• Data records:

PR #1548, opened 2020-03-25
dialogue feign client assumes json when no consumes annotation is present

carterkozak:
==COMMIT_MSG==
dialogue feign client assumes json when no consumes annotation is present
==COMMIT_MSG==

### DIFF
--- a/conjure-java-jaxrs-client/src/main/java/com/palantir/conjure/java/client/jaxrs/DialogueFeignClient.java
+++ b/conjure-java-jaxrs-client/src/main/java/com/palantir/conjure/java/client/jaxrs/DialogueFeignClient.java
@@ -149,9 +149,12 @@ final class DialogueFeignClient implements feign.Client {
             if (requestBodyContent.length == 0) {
                 return Optional.empty();
             }
-            throw new SafeIllegalStateException("A Content-Type header was not present on feign request with a body");
         }
-        return Optional.of(new ByteArrayRequestBody(requestBodyContent, maybeContentType.get()));
+        return Optional.of(new ByteArrayRequestBody(
+                requestBodyContent,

• INSTRUCTIONS TO FOLLOW: Every line of the data must appear again in the answer, exactly as written.

• EXERCISE ANSWER:
PR #1548, opened 2020-03-25
dialogue feign client assumes json when no consumes annotation is present

carterkozak:
==COMMIT_MSG==
dialogue feign client assumes json when no consumes annotation is present
==COMMIT_MSG==

### DIFF
--- a/conjure-java-jaxrs-client/src/main/java/com/palantir/conjure/java/client/jaxrs/DialogueFeignClient.java
+++ b/conjure-java-jaxrs-client/src/main/java/com/palantir/conjure/java/client/jaxrs/DialogueFeignClient.java
@@ -149,9 +149,12 @@ final class DialogueFeignClient implements feign.Client {
             if (requestBodyContent.length == 0) {
                 return Optional.empty();
             }
-            throw new SafeIllegalStateException("A Content-Type header was not present on feign request with a body");
         }
-        return Optional.of(new ByteArrayRequestBody(requestBodyContent, maybeContentType.get()));
+        return Optional.of(new ByteArrayRequestBody(
+                requestBodyContent,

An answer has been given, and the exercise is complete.